Que la bombástica carta del presidente estadounidense no iba a ser bien acogida por los turcos lo sabía hasta el conserje del palacio de Bestepe. Este jueves, un alto funcionario turco ha confirmado al medio Middle East Eye el destino de la misiva: «Simplemente la tiramos a la basura». Como puede concluirse por la fecha de la carta, Recep Tayyip Erdogan ni siquiera esperó a la preferencial noche para lanzar la operación ‘Manantial de paz’. Ese día, literalmente, Trump almorzó con los tanques invadiendo siria.

LA MISIVA DE TRUMP

«No seas un tipo duro, ¡no seas tonto!», apela Donald Trump al máximo mandatario turco, en un mensaje que, según expertos en la materia, no sólo carece de las formalidades propias de este tipo de correspondencia, sino también del mínimo decoro. «¡Trabajemos en un buen acuerdo!
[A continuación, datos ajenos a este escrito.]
PR #439, opened 2024-09-11
http.request: add missing handle close (HTTP/0.9 case)

johnd0e:
I am not 100% sure that this was an error, but for other cases handle is closed.

https://github.com/lunarmodules/luasocket/blob/1fad1626900a128be724cba9e9c19a6b2fe2bf6b/src/http.lua#L393


Tieske:
since http 0.9 is obsolete, I vote for not changing it. I'd expect it to do more harm than good.

PR #442, opened 2024-10-20
`socket.headers.canonic`: use dynamic canonization instead of limited set of predefined values

### LINKED ISSUE #440: Canonic header field capitalization does not work with all existing headers titles out of the box
The issue is that the list in [headers.lua](https://github.com/lunarmodules/luasocket/blob/master/src/headers.lua) is finite and cannot accommodate all possible header values. For instance, it does not include the commonly used header "Origin." I understand that keeping this list updated is challenging, especially given the existence of headers like "X-\*-\*."

Currently, the options are either to ignore this limitation (as most services handle lower-cased headers well) or to manage the headers manually.

My suggestion is to avoid storing headers altogether and instead normalize them on-the-fly. The existing `socket.headers` table could remain in place and serve as a cache.

johnd0e:
Fix #440


johnd0e:
Note: I would rather use "%f[^-]%l", but it doesn't match the beginning of the string.

To be even perfecter we should include other theoretically possible chars besides `%w`, but the RFC is not clear for me here https://www.rfc-editor.org/rfc/rfc7230#section-3.2

PR #127, opened 2025-05-15
fix(init GUI): Include logo as base64

RohanSreelesh:
Include the solace community logo as base64 for now as the server is shut down by the time they navigate to this page so it cannot be served by the backend


Hugo-Pare (approved):
GTG

PR #132, opened 2025-05-20
Update README.md

Mrc0113:
Add download badge and star call to action to the top of the README


Hugo-Pare (approved):
LG

PR #133, opened 2025-05-22
DATAGO-102726: Add identity to meta properties passed into actions

gregmeldrum:
Allow actions to use identity

### How is this accomplished?
Pull the identity from the user_properties and pass it into the action

No

### DIFF
--- a/src/agents/base_agent_component.py
+++ b/src/agents/base_agent_component.py
@@ -130,8 +130,11 @@ class BaseAgentComponent(LLMServiceComponentBase, ABC):
                 )
             else:
                 resolved_params = data.get("action_params", {}).copy()
+                user_properties = message.get_user_properties() or {}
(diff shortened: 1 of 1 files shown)


src/agents/base_agent_component.py
```diff
@@ -109,86 +109,86 @@ def get_agent_summary(self):
...
+                action_name,
+                json.dumps(data),
+            )
+            return ActionResponse(
+                message="Unauthorized: You don't have permission to perform this action.",
+            )
+        try:
+            meta = {
+                "session_id": session_id,
+                "identity": identity,
```
gregmeldrum, line 164: This is basically the change (adding identity to the meta object) but SonarQube complained about cognitive complexity so I had to refactor the invoke method.

cyrus2281 (approved):
LG

PR #151, opened 2025-07-24
DATAGO-106770: Stop auto fit-view in flowchart once there is user interaction

ziyanwan:

The current auto-fit behavior of the workflow diagram causes the UI to snap to the center on every new render after adding a new element. This can be frustrating for users who are trying to view other parts of the diagram.

This change stops auto fit-view in flowchart once there is user interaction. 

### How is this accomplished?

Add a new state `hasUserInteracted` that is set to `true` if user has interaction (click on node or edge, zoom or pan), and reset to `false` if `taskId` changes. Only call `fitview`() if `hasUserInteracted` is false.

`onMoveStart` can be triggered by initial `fitview`(), so adding `event.isTrusted` condition is necessary for real user action.

### DIFF
--- a/client/webui/frontend/src/lib/components/activities/FlowChartPanel.tsx
+++ b/client/webui/frontend/src/lib/components/activities/FlowChartPanel.tsx
@@ -7,6 +7,7 @@ import { FiPause, FiPlay } from "react-icons/fi";
 
 import { PopoverManual } from "@/lib/components/ui";
 import { useTaskContext } from "@/lib/hooks";
+import { useChatContext } from "@/lib/hooks";
 import type { VisualizerStep } from "@/lib/types";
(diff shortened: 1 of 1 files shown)


client/webui/frontend/src/lib/components/activities/FlowChartPanel.tsx
```diff
@@ -510,6 +523,7 @@ const FlowRenderer: React.FC<FlowChartPanelProps> = ({ processedSteps, isRightPa
                 nodesDraggable={false}
                 elementsSelectable={false}
                 nodesConnectable={false}
+                minZoom={0.2}
```
ziyanwan, line 526: Default minZoom is 0.5. Change to 0.2 to give user a larger space.

PR #156, opened 2025-07-28
DATAGO-107349: Part 2 of src refactor, fix direct src references in code and llm.txt

gregmeldrum:

Fix code that uses direct references to the src directory to use src.solace_agent_mesh instead

### How is this accomplished?

Update code references


cyrus2281 (approved):
LGTM

PR #166, opened 2025-07-29
DATAGO-107340: Better handling of sub-agent call timeouts

efunneko:

Fix an issue where if a sub-agent call timed out we would not properly clean up the correlation data for that call and would then later process a response that might show up. 

This added two peer results into the session history causing corruption.

### How is this accomplished?

There was some refactoring to clean up the handling of peer task state as well as issuing a cancel request to the peer agent when the timeout happened to try to stop any further processing.


gregmeldrum (approved):
LG!

PR #168, opened 2025-07-29
DATAGO-107231: Improve artifact creation

RohanSreelesh:
Added more instructions for when to create text based artifacts, it should avoid cases where it goes and creates a comprehensive artifact for a simple query


src/solace_agent_mesh/agent/adk/callbacks.py
```diff
@@ -785,6 +785,26 @@ def _generate_fenced_artifact_instruction() -> str:
 
 The system will automatically save the content and give you a confirmation in the next turn."""
 
+def _generate_artifact_creation_instruction() -> str:
+    return """\
```
cyrus2281: Extra slash

```suggestion
    return """
```

PR #169, opened 2025-07-29
DATAGO-107598: Remove html2text from repo

gregmeldrum:
Removing html2text from the repo since it triggers a whitesource violation.


RohanSreelesh (commented):
LG

PR #183, opened 2025-07-30
DATAGO-107794: new chat session warning dialog

lgh-solace:
Issue:
* When a new chat session is created, a user's chat history and files will be cleared - there's no warning of this behaviour so it could happen unexpected.
* This PR adds a warning dialog for this behaviour. 

image


client/webui/frontend/src/lib/components/chat/ChatSessionDialog.tsx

Tú no quieres ser responsable de la matanza de miles de personas, y yo no quiero ser responsable de destruir la economía turca – y lo seré», escribe el presidente de EEUU, en una amenaza tan reiterativa que suena a cacareo.
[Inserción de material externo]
PR #187, opened 2025-07-31
DATAGO-107284: Add prisma

artyom-morozov:
Add prisma checks 
Add Whitesource cleanup workflow
Push ECR image on push

### DIFF
--- a/.github/workflows/ci.yaml
+++ b/.github/workflows/ci.yaml
@@ -52,15 +52,9 @@ jobs:
       - name: Get Version from __init__.py
         id: get_version
         run: |
-          version=$(python -c "
-          import re
-          with open('cli/__init__.py', 'r') as f:
-              content = f.read()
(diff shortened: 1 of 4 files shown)


.github/workflows/ci.yaml
```diff
@@ -48,19 +47,131 @@ jobs:
         id: get_commit_hash
         run: |
           echo "commit_hash=$(git rev-parse HEAD)" >> $GITHUB_OUTPUT
+          echo "short_sha=${GITHUB_SHA:0:10}" >> $GITHUB_OUTPUT
+
+      - name: Get Version from __init__.py
```
shooshmand-sol: could we use `$(hatch version)` here?

shooshmand-sol (approved):
👍

.github/workflows/ci.yaml
artyom-morozov: Added

PR #189, opened 2025-07-31
DATAGO-107222: Reset timeout for responsive task

alimosaed:
**What is the purpose of this change?**
The timeout on a peer agent call is a safety net for something going badly wrong. If we know that the peer agent is still working successfully because we are getting status responses back for the request, we should reset the timeout

**How is this accomplished?**
Reset the timeout in cache for each task that returns the status or response.

**Anything reviews should focus on/be aware of?**


src/solace_agent_mesh/agent/sac/component.py
```diff
@@ -656,6 +656,42 @@ async def _claim_peer_sub_task_completion(
...
 
+    async def reset_peer_timeout(self, sub_task_id: str):
+        """
+        Resets the timeout for a given peer sub-task.
+        """
+        log_id = f"{self.log_identifier}[ResetTimeout:{sub_task_id}]"
+        log.debug("%s Resetting timeout for peer sub-task.", log_id)
+
+        # Get the original logical task ID from the cache without removing it
+        logical_task_id = self.cache_service.get_data(sub_task_id)
```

Más allá, Trump proponía, en su carta, un acuerdo con la autoridad kurdosiria. «El general Mazloum está dispuesto a hablar contigo, y está dispuesto a hacer concesiones que no hubiesen hecho en el pasado», promete el presidente, refiriéndose a un alto cargo militar en la mirilla de Ankara por sus conexiones con la guerrilla kurdoturca PKK. «La historia te verá favorablemente si haces las cosas de la forma correcta y humana», apostilla Trump.

La filtración de la carta, publicada el miércoles en la cadena FOX, no podía llegar en un peor momento. Fue justo horas antes de la reunión que mantuvieron Erdogan y Pence, en cuyo saludo inicial ambos exhibieron un rictus sombrío. «La nación turca y el Estado fueron ofendidos en la persona del presidente. A menos que se disculpen, el diálogo previsto para mañana con EEUU debería ser cancelado», había tuteado el ex primer ministro Ahmet Davutoglu.
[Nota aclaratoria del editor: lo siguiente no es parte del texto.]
PR #6764, opened 2022-11-07
[testbed-cli]: Add option to install image

theasianpianist:

### Description of PR

Summary:
Fixes # (issue)

### Type of change

- [ ] Bug fix

### Back port request
- [ ] 201911
- [ ] 202012
- [ ] 202205

#### How did you do it?
Add an option to testbed-cli script to install an image to all DUTs in a testbed from a given image URL.

### DIFF
--- a/ansible/testbed-cli.sh
+++ b/ansible/testbed-cli.sh
@@ -19,6 +19,7 @@ function usage
   echo "    $0 [options] (create-master | destroy-master) <k8s-server-name> <vault-password-file>"
   echo "    $0 [options] restart-ptf <testbed-name> <vault-password-file>"
   echo "    $0 [options] set-l2 <testbed-name> <vault-password-file>"
+  echo "    $0 [options] install-image <testbed-name> <inventory> <image-url>"
   echo
   echo "Options:"
   echo "    -t <tbfile>     : testbed CSV file name (default: 'testbed.csv')"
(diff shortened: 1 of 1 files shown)


ansible/testbed-cli.sh
```diff
@@ -596,6 +599,22 @@ function cleanup_vmhost
...
+  testbed_name=$1
+  inventory=$2
+  image_url=$3
+  shift
+  shift
+  shift
+
+  echo "Upgrading image on '$testbed_name'"
+
+  ansible-playbook upgrade_sonic.yml -i "$inventory" -e testbed_name="$testbed_name" -e testbed_file=$tbfile -e upgrade_type=sonic -e image_url="$image_url"
```
assrinivasan, line 613: I like to use ${..} for shell expansion instead of "$var" because with the former, expansion of the variable occurs before the command is called. This takes care of spaces or other special characters for us. This is, however entirely semantics.

saiarcot895: I believe `${var}` and `$var` both expand at the same time and behave the same either way; it does not take care of spaces and special characters. The difference is that the braces put boundaries around the variable names, so that you can have `sample${var}text` (whereas with `sample$vartext`, `$vartext` would be evaluated as a variable).

wangxin (approved):

ansible/testbed-cli.sh
theasianpianist: I'll go ahead and resolve this for now then, it looks like we use the `$var` convention elsewhere in this script which is what I referenced originally.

Está previsto que el enviado de Trump y el presidente turco aborden la situación en el norte de Siria, donde la ofensiva del ejército turco, apoyado por brigadas sirias sobre el terreno, ha provocado ya más de 300.000 desplazados, según el Observatorio Sirio para los Derechos Humanos. Este jueves por la mañana se ha confirmado que un destacamento de milicianos kurdosirios ha sido rodeado por fuerzas atacantes en la población fronteriza de Ras al Ain. Los muertos se cuentan por decenas.

En un raro gesto, 129 miembros del Partido Republicano se unieron al frente Demócrata para denunciar formalmente la situación en esa región. Sus señorías aprobaron, por mayoría abrumadora, una resolución instando a Erdogan a detener su operación militar. Pese a todo, qué le dirá Pence a Erdogan sigue siendo una incógnita. Sobre todo después de que, en otro giro de guión inesperado, Trump renegara de su aliado durante un lustro con más frases explosivas.